The recent climate change summary report from the
Intergovernmental Panel on Climate Change, IPCC, only
mentioned "detrimental impacts ... to traditional indigenous
ways of life' in the Polar regions."
Yet according to the symposium organizers from Oxford's
Environmental Change Institute, "Indigenous Peoples are in the
immediate frontline of vulnerability to climate change.
"Although they have a global geographic spread and broad
cultural diversity, there is a risk that the international
climate change forum has lost sight of the immense collective
danger they face," the organizers said.
Pablo Eyzaguirre from Bioversity International, an
international agricultural research center, said, "Indigenous
and traditional communities should be supported in their
unique adaptation to marginal areas and ecosystem boundaries.

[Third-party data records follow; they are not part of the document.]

PR #686, opened 2018-01-05
fix: correct typo in test/integration/lock-issue-test.js

francisfuzz:
Fixes https://github.com/octokit/node-github/issues/685 . :v:

`cc`: maintainers of `octokit/node-github` 👋


gr2m (approved):
great catch! Thanks for taking the time and sending a PR 🙏

PR #695, opened 2018-01-16
adds users.getInstallationRepos() to accept tree

aoberoi:
I'm currently getting the following error when trying to use `client.users.getInstallationRepos({ installation_id: id })`:

```
{"message":"If you would like to help us test the Integrations API during its preview period, you must specify a custom media type in the 'Accept' header. Please see the docs for full details.","documentation_url":"https://developer.github.com/v3"}
```

this patch adds the route to the accept tree so that the right `Accept` header is used.

### DIFF
--- a/lib/definitions.json
+++ b/lib/definitions.json
@@ -524,6 +524,7 @@
             "/apps/:app_slug",
             "/app/installations/:installation_id",
             "/user/installations",
+            "/user/installations/:installation_id/repositories",
             "/user/installations/:installation_id/repositories/:repository_id"
         ],
         "application/vnd.github.drax-preview+json": [


gr2m:
for the time being you can set the header explicitly

```js
client.users.getInstallationRepos({
  installation_id: id
  headers: {
    accept: 'application/vnd.github.machine-man-preview'
  }
})
```

We will remove setting these preview headers by default in a future version as the API behaviour can change during the API preview period

gr2m:
The `application/vnd.github.machine-man-preview` gets set implicitly if you use 

```js
client.authenticate({
  type: 'integration',
  token: '...'
})
```

So I think this should work now as expected. Let me know if it's still an issue for you

Issue #699, opened 2018-01-18
Missing TypeScript Types in v14.0.0, v14.0.2


fbartho:
I got excited to update to freshly released v14.0.0 to remove the rename-warning in our project, and went ahead and did the imports and ran the unit tests, and then realized there was a typescript compiler problem. Turns out the `index.d.ts` isn't being shipped with the new repo!

Context: https://github.com/danger/danger-js/issues/482

gr2m:
oh my I’m so very sorry, I think I know exactly what the problem is! Let me fix it right away

Thanks for testing it out that quickly and for reporting the problem :)

gr2m:
14.0.1 is on its way https://travis-ci.org/octokit/rest.js/builds/330145331

fbartho:
@gr2m build failed because ~merge closed the PR branch~ XD

gr2m:
oops wrong build sorry, this one: https://travis-ci.org/octokit/rest.js/builds/330145343

gr2m:
okay now something is broken with the release, I’ll have to look into it later tonight, sorry to keep you waiting

fbartho:
Woo!

fbartho:
Haha no worries & no pressure, this is not a pressing issue for me @gr2m

gr2m:
it should be fixed now :)

fbartho:
Bad news @gr2m -- it's still broken with 14.0.2 :( 

```
node_modules/@octokit/rest/index.d.ts(26,5): error TS1110: Type expected.
26     ;
```

Because of:
```typescript
declare namespace Github {

  export interface AnyResponse {
// …snipped...
  }

  export type WellKnownHeader =
    ;

  export interface EmptyParams {
  }
```

fbartho:
In commit: c6e5 index.js.flow.tpl had `#requestHeaders` deleted
https://github.com/octokit/rest.js/commit/c6e5#diff-6e934b6ee1e6925620b4e97cb684f4dfL3-L5

Looks like that needed to happen in the TypeScript [index.d.ts.tpl](https://github.com/octokit/rest.js/blob/25d0637e735cc317025c0d7a495cdb25267181ca/scripts/templates/index.d.ts.tpl#L26-L28) too! (Instead I think you get to delete the whole WellKnownHeaders type).

@gr2m -- please let me know if you'd like a new GitHub issue opened!

gr2m:
I'm very sorry for the trouble 😞 

[...]

PR #703, opened 2018-01-18
Updates the d.ts to have 0 errors

orta:
Fixes the d.ts noted in #699


gr2m (approved):
test it locally with `npx --package typescript tsc index.d.ts`. I’ll merge this without waiting for #704 so Typescript user are no longer blocked from using `@octokit/rest`

Thanks you 💐

PR #704, opened 2018-01-18
Runs the index.d.ts though the typescript compiler on CI

orta:
Runs the typescript compiler through the generated types on CI, so you will find out when it breaks - this should fail without a rebase on top of #703

### DIFF
--- a/.travis.yml
+++ b/.travis.yml
@@ -17,7 +17,7 @@ stages:
 
 jobs:
   include:
-    # test stage: run Node in all maintained versions. Run coverage only in the last
+    # test stage: run Node in all maintained versions. Run unique checks only in the last
     - node_js: 4
     - node_js: 6
     - node_js: 8
@@ -25,6 +25,8 @@ jobs:
       script:
         - npm run test
         - npm run coverage:upload
+        - npm run build:ts
+        - npm run validate:dts
     # release stage: run semantic release & update the docs
     - stage: release
       node_js: lts/*
--- a/package.json
+++ b/package.json
@@ -70,6 +70,7 @@
     "postbuild:docs": "apidoc -i doc/ -o doc/",
     "build:flow": "node scripts/generate-flow-types",
     "build:ts": "node scripts/generate-typescript-types",
+    "validate:dts": "npx --package typescript tsc index.d.ts",
     "deploy-docs": "gh-pages-with-token -d doc",
     "semantic-release": "semantic-release"
   },


package.json
```diff
@@ -70,6 +70,7 @@
     "postbuild:docs": "apidoc -i doc/ -o doc/",
     "build:flow": "node scripts/generate-flow-types",
     "build:ts": "node scripts/generate-typescript-types",
+    "validate:dts": "npx --package typescript tsc index.d.ts",
```
orta, line 73: For node 9, I think it's a safe bet that npx is installed.

orta:
Perfect, this is 👍

package.json
bkeepers: I'm not sure if there will be a speed difference, but to take advantage of module caching on Travis, it might be worth adding `npm install -g typescript` to the `install` script.

bkeepers (commented):
🎉  nice!

package.json
orta: I don't have too strong of an opinion TBH - I agree with where you're coming from, only difference is that this is a one-liner

.travis.yml
```diff
@@ -17,14 +17,16 @@ stages:
...
+    # test stage: run Node in all maintained versions. Run unique checks only in the last
     - node_js: 4
     - node_js: 6
     - node_js: 8
     - node_js: 9
       script:
         - npm run test
         - npm run coverage:upload
+        - npm run build:ts
+        - npm run validate:dts
```
gr2m, line 29: I think I would move `npm run validate:dts` into `postbuild:ts`, that way it will run in the release stage before the publish happens via semantic-release and it will be run automatically if people run `npm run npm run build:ts` locally.

Fixing a problem with the typescript definitions requires a new release, so it will be the right place to do it. What do you think?

package.json
gr2m: I would add `typescript` as dev dependency and the set the task to `"validate:ts": "typescript tsc index.d.ts"`. I would also add `"postbuild:ts": "npm run -s validate:ts"`.

Why `validate:dts` and not `validate:ts`? Is that a common convention? Should we rename `build:ts` to `build:dts`, too?

.travis.yml
orta: I was thinking this is more like a CI check, specifically because the last regression was due to making a change in the shared code for flow and TS and not propagating the changes to the typescript template. 

Now it would fail in that PR, instead of during a deploy later

package.json
orta: The created file is a `.d.ts` (a typescript definition file) so I figured I was just validating that the definition file passes the compiler's linter. Happy to add typescript as a dep etc 👍

orta: For simplicities sake I just made them both `ts`

gr2m:
I got a permission denied for updating the pull request, so I created a follow up PR here: https://github.com/octokit/rest.js/pull/704

orta:
rockin' thanks

PR #710, opened 2018-01-21
Fix typo in authentication example

not-an-aardvark:
This fixes `client_secert` to `client_secret` in the readme.


gr2m (approved):
thanks a lot @not-an-aardvark 💐

PR #713, opened 2018-01-22
fixes #711

### LINKED ISSUE #711: typings: getForRepo returns Promise<Github.AnyResponse> instead of a promise for an iterable
I used to be able to do

```
for (const issue of await octokit.issues.getForRepo({ owner, repo, state: 'open', labels: 'translation' })) {
...
}
```

but now I get

```
error TS2488: Type must have a '[Symbol.iterator]()' method that returns an iterator.
```

retorquere:
The typings were missing an iterator for methods that return arrays

fixes #711

### DIFF
--- a/package.json
+++ b/package.json
@@ -72,7 +72,7 @@
     "build:flow": "node scripts/generate-flow-types",
     "build:ts": "node scripts/generate-typescript-types",
     "prevalidate:ts": "npm run -s build:ts",
-    "validate:ts": "tsc index.d.ts",
+    "validate:ts": "tsc --target es6 index.d.ts",
     "deploy-docs": "gh-pages-with-token -d doc",
     "semantic-release": "semantic-release"
   },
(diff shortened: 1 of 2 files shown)


gr2m:
looks like there is a syntax error now? https://travis-ci.org/octokit/rest.js/jobs/331701372#L2074

You can reproduce it locally by running `npm run validate:ts`

gr2m:
@orta could you please have a quick glance if this looks good?
https://github.com/octokit/rest.js/pull/713/files

orta:
@gr2m feel free to ping me any time 👍

orta:
@retorquere this PR makes sense in terms of the code in https://github.com/octokit/rest.js/issues/711, but TBH, I'm a bit surprised the old version worked - shouldn't you have to take the response out of `data` ?

retorquere:
I don't know, I've been delivering releases this way with 13.1 for a long while now, so it seemed to work  ¯\\\_(ツ)_/¯

orta:
Heh, well the d.ts is meant to describe the data - and if it works, it works

This is 👍 from me

gr2m (approved):

PR #719, opened 2018-01-25
Fix date parsing

### LINKED ISSUE #716: since parameter incorrectly formatted
I've been having a bug with requesting notifications while setting a `since` parameter. The following would not return a notification which came in at `2018-01-22T15:27:32Z`
```js
 octokit.activity.getNotifications({since: '2018-01-21T23:27:32Z' })
```
Upon researching, I found that this was the request getting sent to github 
> https://api.github.com/notifications?since=Mon%20Jan%2022%202018%2007%3A27%3A31%20GMT%2B0800%20(WITA)
>
> This corresponds to 2018-01-22

I don't think this is the correct format, [their api](https://developer.github.com/v3/activity/notifications/#list-your-notifications) expects an ISO string in the format `YYYY-MM-DDTHH:MM:SSZ`.

AFAICT, the error comes from [here](https://github.com/octokit/rest.js/blob/master/lib/plugins/endpoint-methods/validate.js#L59) and [here](https://github.com/octokit/rest.js/blob/master/lib/endpoint/add-query-parameters.js#L19).

The root of the problem is that the value this expression changes based on your system clock.
```js
encodeURIComponent(new Date('2018-01-21T23:27:31.000Z'))
```

I don't think the validate.js should cast dates strings to date objects. I think what it should do instead is try making a date object, and if that fails throw a `new errors.BadRequest` like other validations steps. If it succeeds, it should leave the datestring alone so it is passed to github. 

All this sound okay? I can make a PR for it

JuanCaicedo:
fixes #716

### DIFF
--- a/test/integration/params-validations-test.js
+++ b/test/integration/params-validations-test.js
@@ -127,4 +127,24 @@ describe('params validations', () => {
       due_on: new Date('2012-10-09T23:39:01Z')
     })
   })
+
+  it('Date is passed in correct format for notifications (#716)', () => {
+    const github = new GitHub({
+      host: 'notifications-test-host.com'
+    })
+
+    nock('https://notifications-test-host.com')
+      .get('/notifications')
+      .query(query => {
+        query.should.eql({
+          since: '2018-01-21T23:27:31.000Z'
+        })
+        return true
+      })
+      .reply(200, {})
+
+    return github.activity.getNotifications({
+      since: '2018-01-21T23:27:31.000Z'
+    })
+  })
 })
--- a/lib/plugins/endpoint-methods/validate.js
+++ b/lib/plugins/endpoint-methods/validate.js
@@ -55,14 +55,6 @@ function validate (endpointParams, options) {
       }
     }
 
-    if (expectedType === 'date') {
-      value = new Date(value)
-    }
-
-    if (parameter.mapTo) {
-
-    }
-
     set(options, parameter.mapTo || parameterName, value)
   })
 


test/integration/params-validations-test.js
```diff
@@ -127,4 +127,22 @@ describe('params validations', () => {
       due_on: new Date('2012-10-09T23:39:01Z')
     })
   })
+
+  it.skip('Date is passed in correct format for notifications', () => {
```
JuanCaicedo: I wasn't able to get the test suite to pass, so I figured I would add the tests, then get some feedback and figure out where to put it

test/integration/params-validations-test.js
```diff
@@ -127,4 +127,22 @@ describe('params validations', () => {
...
+    const github = new GitHub()
+
+    nock('https://api.github.com/notifications')
```
JuanCaicedo: Adding this mock causes other tests to fail. However, it doesn't seem like the changes should happen in [octokit/fixtures](https://github.com/octokit/fixtures) since we need to inspect the query parameter as part of the test. 

I'm not too familiar with nock to know why this is causing failures or what the proper mocking should be

test/integration/params-validations-test.js
JuanCaicedo: I added this test here since the bug stems from old code in the validations. I feel like the proper place would be in a file where other activity endpoints are being tested, but I'm not sure where that is

JuanCaicedo:
I've merged master and added another commit to fix the tests I had skipped. This is ready for review 😀

test/integration/params-validations-test.js
```diff
@@ -127,4 +127,24 @@ describe('params validations', () => {
       due_on: new Date('2012-10-09T23:39:01Z')
     })
   })
+
+  it('Date is passed in correct format for notifications', () => {
+    const github = new GitHub({
+      host: 'notifications-test-host.com'
```
JuanCaicedo: I saw this pattern used elsewhere of setting a host in order to locally mock the http requests. Not sure if this is the preferred technique, but I added it to get the tests working

gr2m: Thanks 👌 It is to prevent conflicts with [nock](https://github.com/node-nock/nock) mocks from other test files

test/integration/params-validations-test.js
```diff
@@ -127,4 +127,24 @@ describe('params validations', () => {
       due_on: new Date('2012-10-09T23:39:01Z')
     })
   })
+
+  it('Date is passed in correct format for notifications (#716)', () => {
```
gr2m, line 131: @JuanCaicedo I added the `(#716)` to the test description so folks can read up on the discussion behind this test

gr2m (approved):
Looks great :) Thank you 💐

We need to respect ecosystem buffers that also provide
livelihoods, sacred spaces, and pathways for traditional
peoples."
The symposium's opening session consisted of a general
overview of climate change impacts and implications on the
global scale. Director of the Environmental Change Institute,
Professor Diana Liverman reviewed recent publications, such as
the Stern and IPCC reports, global, British and EU policy
developments, and initiatives developed by non-state actors
such as corporations, cities and nongovernmental
organizations.
Bedouins travel across Senegal's burning sands.
Presentaters stressed the multifaceted nature of climate
changes, not only in the wide variety of impacts, but also in
the interplay with other processes such as inter-annual
variation, habitat fragmentation, loss of biodiversity,
disempowerment, insecurity, and lack of understanding.
Recurrent topics were the role that indigenous and local
peoples play in maintaining and strengthening the resilience
of healthy ecosystems, as well as the spiritual, emotional and
moral implications of climate changes to local peoples.
Many indigenous peoples are showing how resourceful they are
in applying their traditional knowledge to create strategies
for lessening the impacts of natural disasters.
Some use strips of mangrove forest to absorb the force of
tidal surges and tsunamis, others apply genetic diversity in
crops to avoid total crop failure, and some communities
migrate among habitats as disaster strikes, participants
heard.
The symposium ended with a continuing planning session on
conjoined research and action for and by indigenous and local
peoples to afford them more prominence in the international
climate change discussion and action.